(SOURCE RECORDS)

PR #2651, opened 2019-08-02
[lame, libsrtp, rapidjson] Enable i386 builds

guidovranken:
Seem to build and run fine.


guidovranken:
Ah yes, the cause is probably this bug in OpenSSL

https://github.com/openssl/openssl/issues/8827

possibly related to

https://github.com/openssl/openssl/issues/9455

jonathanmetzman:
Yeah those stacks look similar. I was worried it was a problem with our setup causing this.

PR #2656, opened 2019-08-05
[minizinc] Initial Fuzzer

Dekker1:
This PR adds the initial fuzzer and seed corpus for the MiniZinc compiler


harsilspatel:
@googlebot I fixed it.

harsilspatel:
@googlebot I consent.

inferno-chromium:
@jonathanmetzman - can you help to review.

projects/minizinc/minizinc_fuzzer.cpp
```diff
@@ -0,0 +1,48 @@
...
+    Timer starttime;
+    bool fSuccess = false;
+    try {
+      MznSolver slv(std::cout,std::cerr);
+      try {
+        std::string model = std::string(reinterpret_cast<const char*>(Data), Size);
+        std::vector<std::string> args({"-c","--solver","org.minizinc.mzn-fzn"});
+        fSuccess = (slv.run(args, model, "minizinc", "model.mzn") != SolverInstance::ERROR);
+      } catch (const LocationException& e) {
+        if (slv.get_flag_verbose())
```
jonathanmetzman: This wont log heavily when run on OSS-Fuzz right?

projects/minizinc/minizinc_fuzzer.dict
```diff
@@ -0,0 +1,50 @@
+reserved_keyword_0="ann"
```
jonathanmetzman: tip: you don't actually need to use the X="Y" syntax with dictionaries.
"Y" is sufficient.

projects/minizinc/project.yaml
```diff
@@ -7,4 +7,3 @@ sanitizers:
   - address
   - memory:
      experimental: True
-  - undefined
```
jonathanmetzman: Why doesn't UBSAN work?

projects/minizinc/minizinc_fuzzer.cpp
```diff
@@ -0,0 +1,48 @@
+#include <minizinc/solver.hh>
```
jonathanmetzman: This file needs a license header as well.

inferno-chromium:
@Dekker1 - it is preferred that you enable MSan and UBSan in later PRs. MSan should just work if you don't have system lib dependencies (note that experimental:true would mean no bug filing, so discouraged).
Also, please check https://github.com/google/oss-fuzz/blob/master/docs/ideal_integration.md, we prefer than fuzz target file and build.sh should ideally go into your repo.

(End SOURCE RECORDS)
(SOURCE RECORDS)

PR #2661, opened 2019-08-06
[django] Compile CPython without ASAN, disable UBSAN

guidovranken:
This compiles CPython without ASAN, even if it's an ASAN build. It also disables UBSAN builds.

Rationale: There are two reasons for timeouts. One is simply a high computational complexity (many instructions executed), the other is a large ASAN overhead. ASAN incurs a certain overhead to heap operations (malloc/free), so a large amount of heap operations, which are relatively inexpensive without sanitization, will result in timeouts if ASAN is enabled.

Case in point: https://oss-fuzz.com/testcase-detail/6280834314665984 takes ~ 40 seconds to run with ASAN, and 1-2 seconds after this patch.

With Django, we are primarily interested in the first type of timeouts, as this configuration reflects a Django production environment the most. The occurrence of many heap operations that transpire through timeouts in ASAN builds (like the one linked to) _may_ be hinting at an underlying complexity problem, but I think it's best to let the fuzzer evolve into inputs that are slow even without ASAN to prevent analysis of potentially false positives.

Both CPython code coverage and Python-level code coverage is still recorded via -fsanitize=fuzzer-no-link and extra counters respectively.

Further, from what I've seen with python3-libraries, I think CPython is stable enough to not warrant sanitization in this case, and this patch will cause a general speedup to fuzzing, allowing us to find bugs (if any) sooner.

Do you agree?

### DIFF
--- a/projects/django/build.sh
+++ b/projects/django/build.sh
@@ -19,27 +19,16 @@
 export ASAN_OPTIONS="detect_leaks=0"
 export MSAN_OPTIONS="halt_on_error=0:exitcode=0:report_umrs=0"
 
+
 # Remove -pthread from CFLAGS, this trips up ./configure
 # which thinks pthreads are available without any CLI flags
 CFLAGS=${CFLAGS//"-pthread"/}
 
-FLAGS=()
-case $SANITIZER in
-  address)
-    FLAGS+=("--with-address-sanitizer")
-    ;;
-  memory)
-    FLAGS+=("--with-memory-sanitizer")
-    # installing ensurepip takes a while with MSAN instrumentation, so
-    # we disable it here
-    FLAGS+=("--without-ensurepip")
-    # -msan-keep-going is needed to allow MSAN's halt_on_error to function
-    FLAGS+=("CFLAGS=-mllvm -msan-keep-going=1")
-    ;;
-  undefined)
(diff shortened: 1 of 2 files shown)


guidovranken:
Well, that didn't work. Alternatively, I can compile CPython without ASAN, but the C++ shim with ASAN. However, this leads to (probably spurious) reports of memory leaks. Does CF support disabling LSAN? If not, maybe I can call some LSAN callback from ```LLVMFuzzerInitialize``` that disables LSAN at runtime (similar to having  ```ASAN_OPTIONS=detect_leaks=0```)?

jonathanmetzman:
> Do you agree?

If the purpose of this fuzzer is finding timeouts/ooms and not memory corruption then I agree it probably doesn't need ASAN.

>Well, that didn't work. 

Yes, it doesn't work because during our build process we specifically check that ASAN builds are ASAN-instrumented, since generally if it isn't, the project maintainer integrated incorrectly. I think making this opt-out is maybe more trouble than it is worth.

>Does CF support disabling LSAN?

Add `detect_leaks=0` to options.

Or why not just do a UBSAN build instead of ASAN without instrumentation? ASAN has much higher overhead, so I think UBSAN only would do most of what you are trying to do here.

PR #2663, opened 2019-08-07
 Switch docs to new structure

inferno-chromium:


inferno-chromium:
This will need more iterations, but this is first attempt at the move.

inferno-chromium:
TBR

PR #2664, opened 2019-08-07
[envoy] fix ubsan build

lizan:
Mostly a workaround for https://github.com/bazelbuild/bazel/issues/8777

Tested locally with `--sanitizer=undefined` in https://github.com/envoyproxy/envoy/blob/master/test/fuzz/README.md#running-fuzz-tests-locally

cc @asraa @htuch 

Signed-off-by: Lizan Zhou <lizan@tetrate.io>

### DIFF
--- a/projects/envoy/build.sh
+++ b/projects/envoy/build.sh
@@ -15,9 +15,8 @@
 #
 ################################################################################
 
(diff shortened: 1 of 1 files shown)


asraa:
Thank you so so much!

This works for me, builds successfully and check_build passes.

(End SOURCE RECORDS)
(SOURCE RECORDS)

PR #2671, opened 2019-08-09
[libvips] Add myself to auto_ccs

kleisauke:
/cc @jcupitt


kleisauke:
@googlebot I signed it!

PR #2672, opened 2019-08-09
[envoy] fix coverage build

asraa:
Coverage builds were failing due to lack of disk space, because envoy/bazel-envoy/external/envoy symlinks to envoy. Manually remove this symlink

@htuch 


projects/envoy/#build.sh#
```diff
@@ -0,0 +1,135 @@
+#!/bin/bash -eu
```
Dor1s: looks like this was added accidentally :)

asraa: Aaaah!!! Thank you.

(End SOURCE RECORDS)

All that is wanted is the stretch of lines above from the one containing "PR #2651, opened 2019-08-02" through the one containing "Yeah those stacks", duplicated exactly.

PR #2651, opened 2019-08-02
[lame, libsrtp, rapidjson] Enable i386 builds

guidovranken:
Seem to build and run fine.


guidovranken:
Ah yes, the cause is probably this bug in OpenSSL

https://github.com/openssl/openssl/issues/8827

possibly related to

https://github.com/openssl/openssl/issues/9455

jonathanmetzman:
Yeah those stacks look similar. I was worried it was a problem with our setup causing this.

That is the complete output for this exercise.